Saved entries
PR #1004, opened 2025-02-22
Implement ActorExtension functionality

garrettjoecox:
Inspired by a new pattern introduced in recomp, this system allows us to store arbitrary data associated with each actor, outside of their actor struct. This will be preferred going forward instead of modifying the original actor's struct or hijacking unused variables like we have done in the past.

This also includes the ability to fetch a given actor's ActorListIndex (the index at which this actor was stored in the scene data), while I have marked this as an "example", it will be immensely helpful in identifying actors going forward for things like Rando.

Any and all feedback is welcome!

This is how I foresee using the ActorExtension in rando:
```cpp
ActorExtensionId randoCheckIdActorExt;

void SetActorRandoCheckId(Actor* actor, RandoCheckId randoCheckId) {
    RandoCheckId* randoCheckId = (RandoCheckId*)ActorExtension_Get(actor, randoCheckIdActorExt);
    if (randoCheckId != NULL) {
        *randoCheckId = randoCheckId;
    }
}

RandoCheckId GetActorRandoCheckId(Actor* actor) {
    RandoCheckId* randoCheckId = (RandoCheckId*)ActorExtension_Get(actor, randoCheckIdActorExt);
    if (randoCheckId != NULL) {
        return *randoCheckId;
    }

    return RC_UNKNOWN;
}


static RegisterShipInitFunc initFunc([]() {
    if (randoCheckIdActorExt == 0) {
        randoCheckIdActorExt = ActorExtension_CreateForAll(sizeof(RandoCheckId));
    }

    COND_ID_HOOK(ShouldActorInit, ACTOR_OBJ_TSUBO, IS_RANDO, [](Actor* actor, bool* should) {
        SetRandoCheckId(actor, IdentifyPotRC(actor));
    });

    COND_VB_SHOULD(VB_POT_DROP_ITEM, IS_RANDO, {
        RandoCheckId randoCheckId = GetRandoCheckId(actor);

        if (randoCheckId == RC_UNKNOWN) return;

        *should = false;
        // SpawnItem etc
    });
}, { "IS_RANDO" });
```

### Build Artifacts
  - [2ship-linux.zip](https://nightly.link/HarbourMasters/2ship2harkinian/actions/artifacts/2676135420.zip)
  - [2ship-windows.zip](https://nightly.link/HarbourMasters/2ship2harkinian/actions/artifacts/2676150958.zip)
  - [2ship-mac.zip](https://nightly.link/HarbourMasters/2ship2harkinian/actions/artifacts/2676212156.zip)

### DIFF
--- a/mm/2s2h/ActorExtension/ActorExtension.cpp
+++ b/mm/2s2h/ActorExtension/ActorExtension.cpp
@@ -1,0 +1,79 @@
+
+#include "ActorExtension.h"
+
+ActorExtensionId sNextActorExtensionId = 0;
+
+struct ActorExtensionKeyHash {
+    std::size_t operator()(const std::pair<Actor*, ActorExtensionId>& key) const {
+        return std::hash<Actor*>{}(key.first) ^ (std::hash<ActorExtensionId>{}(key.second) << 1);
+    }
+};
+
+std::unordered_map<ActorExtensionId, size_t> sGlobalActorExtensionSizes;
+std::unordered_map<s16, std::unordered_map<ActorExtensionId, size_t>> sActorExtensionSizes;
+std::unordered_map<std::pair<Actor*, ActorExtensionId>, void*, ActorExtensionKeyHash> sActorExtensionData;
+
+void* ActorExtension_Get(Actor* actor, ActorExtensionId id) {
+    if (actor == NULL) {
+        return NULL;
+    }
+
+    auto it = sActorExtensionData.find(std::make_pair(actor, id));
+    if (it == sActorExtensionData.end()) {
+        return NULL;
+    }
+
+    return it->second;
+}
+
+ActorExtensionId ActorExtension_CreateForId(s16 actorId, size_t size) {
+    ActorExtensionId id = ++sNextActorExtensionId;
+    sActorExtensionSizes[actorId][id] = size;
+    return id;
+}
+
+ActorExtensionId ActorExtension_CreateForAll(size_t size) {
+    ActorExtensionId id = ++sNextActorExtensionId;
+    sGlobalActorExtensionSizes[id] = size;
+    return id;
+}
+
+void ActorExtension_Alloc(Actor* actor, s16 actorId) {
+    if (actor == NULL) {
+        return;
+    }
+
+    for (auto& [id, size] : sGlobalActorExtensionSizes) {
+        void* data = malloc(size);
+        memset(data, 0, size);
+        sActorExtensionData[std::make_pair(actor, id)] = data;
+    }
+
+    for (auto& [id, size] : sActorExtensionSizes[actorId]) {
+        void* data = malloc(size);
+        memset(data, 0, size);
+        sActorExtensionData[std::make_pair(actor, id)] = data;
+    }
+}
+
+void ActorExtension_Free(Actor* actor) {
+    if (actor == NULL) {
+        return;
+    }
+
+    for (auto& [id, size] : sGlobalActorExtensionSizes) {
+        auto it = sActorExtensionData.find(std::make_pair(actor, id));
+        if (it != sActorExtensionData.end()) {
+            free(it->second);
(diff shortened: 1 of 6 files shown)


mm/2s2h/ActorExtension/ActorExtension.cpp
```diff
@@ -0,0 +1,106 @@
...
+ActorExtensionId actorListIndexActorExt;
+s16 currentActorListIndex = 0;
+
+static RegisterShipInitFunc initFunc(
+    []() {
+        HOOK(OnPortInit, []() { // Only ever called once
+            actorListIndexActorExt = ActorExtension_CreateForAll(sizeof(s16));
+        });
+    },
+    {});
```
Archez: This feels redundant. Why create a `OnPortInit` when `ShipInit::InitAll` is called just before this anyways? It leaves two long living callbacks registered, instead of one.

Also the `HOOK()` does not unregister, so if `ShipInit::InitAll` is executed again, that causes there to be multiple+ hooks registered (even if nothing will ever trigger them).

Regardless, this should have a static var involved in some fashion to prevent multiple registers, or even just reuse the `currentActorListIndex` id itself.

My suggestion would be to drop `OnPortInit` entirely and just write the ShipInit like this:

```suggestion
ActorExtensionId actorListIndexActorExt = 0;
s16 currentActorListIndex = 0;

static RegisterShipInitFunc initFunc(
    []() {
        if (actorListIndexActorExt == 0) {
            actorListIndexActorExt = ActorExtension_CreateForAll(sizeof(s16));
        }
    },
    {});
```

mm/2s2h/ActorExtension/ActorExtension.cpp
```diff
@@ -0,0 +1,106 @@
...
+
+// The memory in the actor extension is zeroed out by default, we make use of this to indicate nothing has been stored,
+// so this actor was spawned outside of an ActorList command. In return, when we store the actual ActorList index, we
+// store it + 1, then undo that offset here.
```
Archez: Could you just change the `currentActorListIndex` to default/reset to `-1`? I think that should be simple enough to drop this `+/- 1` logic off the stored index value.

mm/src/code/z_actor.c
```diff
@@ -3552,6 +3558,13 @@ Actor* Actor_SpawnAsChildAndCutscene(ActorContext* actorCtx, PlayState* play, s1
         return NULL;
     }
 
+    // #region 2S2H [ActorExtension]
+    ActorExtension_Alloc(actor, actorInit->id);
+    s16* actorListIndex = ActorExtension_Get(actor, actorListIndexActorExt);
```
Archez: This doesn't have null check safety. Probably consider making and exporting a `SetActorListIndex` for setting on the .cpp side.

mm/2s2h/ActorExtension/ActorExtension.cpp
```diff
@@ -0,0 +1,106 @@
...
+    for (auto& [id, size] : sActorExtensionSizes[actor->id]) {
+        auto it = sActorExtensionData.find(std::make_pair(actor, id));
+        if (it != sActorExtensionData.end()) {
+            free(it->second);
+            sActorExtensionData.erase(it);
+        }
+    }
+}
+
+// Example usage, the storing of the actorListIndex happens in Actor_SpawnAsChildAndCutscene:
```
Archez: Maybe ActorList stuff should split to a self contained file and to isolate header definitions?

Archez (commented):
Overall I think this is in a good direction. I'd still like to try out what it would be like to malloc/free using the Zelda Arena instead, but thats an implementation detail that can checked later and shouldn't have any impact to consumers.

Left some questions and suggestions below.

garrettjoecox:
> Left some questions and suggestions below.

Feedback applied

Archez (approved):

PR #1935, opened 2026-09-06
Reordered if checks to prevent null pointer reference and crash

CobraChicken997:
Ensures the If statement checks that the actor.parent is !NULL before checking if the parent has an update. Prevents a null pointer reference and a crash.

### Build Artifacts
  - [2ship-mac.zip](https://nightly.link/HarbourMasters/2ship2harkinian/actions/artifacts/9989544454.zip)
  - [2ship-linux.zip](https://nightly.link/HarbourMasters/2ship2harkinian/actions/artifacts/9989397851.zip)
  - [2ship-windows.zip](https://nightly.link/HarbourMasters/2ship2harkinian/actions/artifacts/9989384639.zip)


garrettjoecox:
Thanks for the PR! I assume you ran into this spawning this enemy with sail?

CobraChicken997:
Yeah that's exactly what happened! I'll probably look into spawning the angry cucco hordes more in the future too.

**The problem**
Write down every line of the data above that includes the string "what".

**Written solution**
Overall I think this is in a good direction. I'd still like to try out what it would be like to malloc/free using the Zelda Arena instead, but thats an implementation detail that can checked later and shouldn't have any impact to consumers.
Yeah that's exactly what happened! I'll probably look into spawning the angry cucco hordes more in the future too.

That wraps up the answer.